The British were initially slow to react, but when they did move it was decisively and with large numbers of troops, even bringing in regiments from the Crimean War. Regiments en route for China were diverted to the subcontinent. They marched on Delhi, laying siege to the city from 1 July until 31 August when the British re-took the city. Their retribution was terrible. An anonymous letter about the British capture of Delhi was published in the Bombay Telegraph in September 1857:
‘All the city people found within the walls when our troops entered were bayoneted on the spot; and the number was considerable, as you may suppose, when I tell you that in some houses forty and fifty people were hiding.

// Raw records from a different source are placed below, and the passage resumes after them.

PR #552, opened 2019-08-19
Bm hide related fields

bamandel:
New field type that allows us to hide other fields depending on the state of the field.

Nothing uses this at the moment but will once we add the last new field type.

### DIFF
--- a/alert-common/src/main/java/com/synopsys/integration/alert/common/descriptor/config/field/HideCheckboxConfigField.java
+++ b/alert-common/src/main/java/com/synopsys/integration/alert/common/descriptor/config/field/HideCheckboxConfigField.java
@@ -28,4 +28,12 @@ public class HideCheckboxConfigField extends CheckboxConfigField {
         relatedHiddenFields.addAll(Stream.of(key).collect(Collectors.toList()));
         return this;
     }
+
+    public List<String> getRelatedHiddenFields() {
+        return relatedHiddenFields;
+    }
+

These were not mutineers, but residents of the city, who trusted to our well-known mild rule for pardon. I am glad to say they were disappointed.’
There were decisive actions at Kanpur where 120 British women and children were massacred by the sepoys and at Lucknow where there was a prolonged defence of the Residency – the British political office of the city – from June until November. There was also an important battle at Gwalior in which the Rani of Jhansi (1828-58) was killed. The rebellion was over shortly after this, although some guerrilla fighting continued until the first months of 1859.

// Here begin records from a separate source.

PR #553, opened 2019-08-19
Fix(SAML): Fix the authentication to display the Alert UI with no roles

psantos1113:
If SAML authentication is used and no alert roles are defined don't display the login page just display the Alert UI.


src/main/js/store/actions/session.js
```diff
@@ -1,14 +1,5 @@
...
-    SESSION_CANCEL_LOGOUT,
-    SESSION_CONFIRM_LOGOUT,
-    SESSION_INITIALIZING,
-    SESSION_LOGGED_IN,
-    SESSION_LOGGED_OUT,
-    SESSION_LOGGING_IN,
-    SESSION_LOGIN_ERROR,
-    SESSION_LOGOUT
-} from 'store/actions/types';
+import { SAML_ENABLED, SESSION_CANCEL_LOGOUT, SESSION_CONFIRM_LOGOUT, SESSION_INITIALIZING, SESSION_LOGGED_IN, SESSION_LOGGED_OUT, SESSION_LOGGING_IN, SESSION_LOGIN_ERROR, SESSION_LOGOUT } from 'store/actions/types';
```
bamandel: Do we want this collapsed like this or expanded as it previously was? It is a lot easier to read all these if they're expanded in my opinion.

src/main/java/com/synopsys/integration/alert/web/controller/HomeController.java
```diff
@@ -60,17 +64,23 @@ public String index() {
         final HttpServletRequest httpRequest = request;
         final CsrfToken csrfToken = csrfTokenRespository.loadToken(request);
         final Authentication authentication = SecurityContextHolder.getContext().getAuthentication();
-        final boolean hasAlertRole = authorizationManager.hasAlertRole();
-        final boolean authorized = authentication.isAuthenticated() && hasAlertRole && csrfToken != null;
+        final boolean isAnonymous = authentication.getAuthorities().stream()
+                                        .map(authority -> authority.getAuthority())
```
gkillough: This could be a method reference.

src/main/java/com/synopsys/integration/alert/web/controller/HomeController.java
```diff
@@ -60,17 +64,23 @@ public String index() {
...
+                                        .collect(Collectors.toSet())
```
gkillough: Instead of collecting, you can use `.anyMatch(...)`

src/main/java/com/synopsys/integration/alert/web/controller/HomeController.java
```diff
@@ -60,17 +64,23 @@ public String index() {
...
+                                        .contains("ROLE_ANONYMOUS");
```
gkillough: Where does this role come from? Should it be a constant?

src/main/java/com/synopsys/integration/alert/web/controller/HomeController.java
```diff
@@ -60,17 +64,23 @@ public String index() {
...
         } else {
-            final String body = "{\"message\":\"Authenticated\"}";
+            final ResponseBodyBuilder responseBody = new ResponseBodyBuilder("Authenticated");
+            responseBody.put("saml_enabled", samlContext.isSAMLEnabled());
+
             final HttpHeaders headers = new HttpHeaders();
             headers.add(csrfToken.getHeaderName(), csrfToken.getToken());
-            return new ResponseEntity<>(body, headers, HttpStatus.OK);
+
+            return responseFactory.createResponse(HttpStatus.OK, headers, responseBody.build());
```
gkillough: Maybe we could return a 204 or something here rather than driving our UI with the `"Authenticated"` String from above?

src/main/js/store/actions/session.js
```diff
@@ -77,7 +86,14 @@ export function verifyLogin() {
                 dispatch(loggedOut());
             } else {
                 const token = response.headers.get('X-CSRF-TOKEN');
-                dispatch(loggedIn({ csrfToken: token }));
+                response.json().then(body => {
+                    const { message, saml_enabled } = body;
+                    if (message === 'Authenticated') {
```
gkillough: We could check for a 204 here or something instead of looking for a String message body.

src/main/java/com/synopsys/integration/alert/web/controller/HomeController.java
psantos1113: It is the default assigned.  I will make it a constant in the class.

src/main/js/store/actions/session.js
psantos1113: I'll check the status code.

Bahadur Shah was sent into exile at Rangoon (now Yangon) in Burma where he died in 1862. He was the last Mughal Emperor and his dynasty ended with his death.
The most important outcome of the Indian Rebellion of 1857, however, was the end of the EIC after two and a half centuries. The British government withdrew the Company’s right to rule India in November 1858 and Queen Victoria’s pronouncement of this was read out at every station in India.
‘When, by the blessing of Providence, internal tranquillity shall be restored, it is our earnest desire to stimulate the peaceful industry of India, to promote works of public utility and improvement, and to administer its government for the benefit of all our subjects resident therein. In their prosperity will be our strength, in their contentment our security, and in their gratitude our best reward.’
In future the British government would rule directly through its representative, the Governor-General. All treaties that the Company had made with native princes would be honoured; there would be no more annexations; there would be a general amnesty for all rebels apart from those who had been involved in the murder of Europeans; all religions would be tolerated and ancient Indian customs would be respected. A reorganisation of the army followed in which the number of Indian soldiers was reduced from 200,000 to 140,000 and the number of European soldiers was raised to 65,000. Regiments were constituted in such a way that soldiers from one region were not grouped together and recruitment moved from the United Provinces and Bihar to the Punjab and the hill regions, introducing many more Sikh and Gurkha recruits. The Governor-General, Charles Canning, became Viceroy, and read Victoria’s proclamation out from a platform at a grand durbar (Persian for a grand court occasion) in Allahabad. India became part of the British Empire and Queen Victoria assumed the title Empress of India in 1876.